When the Past Comes Knocking
When the past comes knocking at the door, how do we answer?
Do we open it with curiosity - or brace ourselves, hoping it goes away?
Do we run, numb, or lash out from the emotions long tucked away?
Or are we willing to pause… and listen?
Not to blame. Not to fix. But to understand why it’s here.
Because it always comes with a reason.
Not to punish, but to free.
The past doesn’t return because we failed - it returns because we’ve grown.
Because we are ready to see something new, feel something differently, or take an action that we couldn’t before.
Life doesn’t move in a straight line. It spirals. And as we rise on that spiral, we pass by old experiences - but from a new height, with new eyes.
Maybe that’s what healing is. Not forgetting, but arriving again - more awake.
Lately I’ve asked myself, What is this door I just opened here to show me?
And the answer, as always, brings me back to the self.
There’s a tenderness that surfaces first. A recognition of all the times I didn’t listen to what I knew inside. Times I said yes when my whole being whispered no. When I chose comfort, familiarity, or the needs of others over the quiet knowing within me.
And still, I meet that part of me now not with shame - but with gratitude.
Because I’m not who I was then.
Neither are you.
This is the beauty of awareness: we evolve.

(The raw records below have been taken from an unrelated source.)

PR #1923, opened 2018-04-09
NMS-9915: Add missing spring-tx jar and remove duplicate spring-aop

mvrueden:
* JIRA: https://issues.opennms.org/browse/NMS-9915

### DIFF
--- a/integrations/opennms-jasperstudio-extension/pom.xml
+++ b/integrations/opennms-jasperstudio-extension/pom.xml
@@ -66,11 +66,11 @@
             <artifactId>org.apache.servicemix.bundles.spring-expression</artifactId>
             <version>${springVersion}</version>
         </dependency>
-        <!--<dependency>-->
-            <!--<groupId>org.apache.servicemix.bundles</groupId>-->
-            <!--<artifactId>org.apache.servicemix.bundles.spring-asm</artifactId>-->
-            <!--<version>${springVersion}</version>-->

Even when the first feeling is disappointment or sorrow, we can also feel the gift of growth. That deeper voice—the one that once was muted - is now louder. Clearer. And it's being honored.
When the past returns, it’s not to keep us stuck. It’s to help us soften what’s still clenched inside. To move energy. To open space. To feel, finally, what we couldn’t hold back then.

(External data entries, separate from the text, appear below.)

PR #1924, opened 2018-04-10
NMS-9937: Always add group with empty name

fooker:
By adding the empty named group, one can leverage the existing group
maping by adding something like
```
"" => [ROLE_USER, ROLE_DASHBOARD]
```
which will be applied to all users.

* JIRA: http://issues.opennms.org/browse/NMS-9937

### DIFF
--- a/features/springframework-security/src/main/java/org/opennms/web/springframework/security/UserGroupLdapAuthoritiesPopulator.java
+++ b/features/springframework-security/src/main/java/org/opennms/web/springframework/security/UserGroupLdapAuthoritiesPopulator.java
@@ -104,6 +104,9 @@ public class UserGroupLdapAuthoritiesPopulator extends DefaultLdapAuthoritiesPop
 				this.groupRoleAttribute
 		);
 
+		// A Role mapping with an empty name is always applied to all users
+		userRoles.add("");
+
 		for(String group : userRoles) {
 			final List<String> rolesForGroup = this.groupToRoleMap.get(group);
 			LOG.debug("Checking {} for an associated role", group);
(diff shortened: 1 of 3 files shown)


agalue:
It works!

Once the documentation is updated, and maybe after adding a JUnit test, this should be ready to be merged.

Here is what I've added on `WEB-INF/spring-security.d/activeDirectory.xml` for testing purposes:

```
    <beans:property name="groupToRoleMap">
      <beans:map>
        <beans:entry>
          <!-- Name of the AD group for OpenNMS administrators -->
          <beans:key><beans:value>OpenNMS-Admins</beans:value></beans:key>
          <beans:list>
            <beans:value>ROLE_USER</beans:value>
            <beans:value>ROLE_ADMIN</beans:value>
          </beans:list>
        </beans:entry>
        <beans:entry>
          <!-- Name of the AD group for normal (non-admin) OpenNMS users -->
          <beans:key><beans:value></beans:value></beans:key>
          <beans:list>
            <beans:value>ROLE_USER</beans:value>
          </beans:list>
        </beans:entry>
      </beans:map>
    </beans:property>
```

fooker:
@agalue as there is no documentation for this (beside the wiki: https://wiki.opennms.org/wiki/Single_Sign_On) and no testing infrastructure we decided to just add an example the the configs shipped with ONMS.

fooker:
Of course, I will update the wiki article after it's merged.

agalue:
You're right. The official docs don't have the details, but the Admin guide has links to 2 places on the Wiki. One is the SSO article you've mentioned, and the other one is https://wiki.opennms.org/wiki/Spring_Security_and_LDAP, which I think is more appropriate for this particular change, even if that article is not explicit enough about the actual implementation of the external authentication providers (in our case, the usage of UserGroupLdapAuthoritiesPopulator, which is used by multiple implementations like LDAP, ActiveDirectory or Kerberos; check the files inside spring-security.d).

fooker:
* Added the example for active directory, too
* Rebased to `foundation-2017`
* Squashed

RangerRick:
Looks good to me, I'm going to go ahead and merge it.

It’s not always about doing. Sometimes it’s about being present with what rises.
The grief. The clarity. The release. The choice.
And in that presence, we reclaim power.
We step forward - not dragging the past behind us like an anchor, but using it as a stepping stone toward greater love, truth, and self-trust.
So when something old returns, ask not why again?
But what now?
What new freedom is ready to unfold?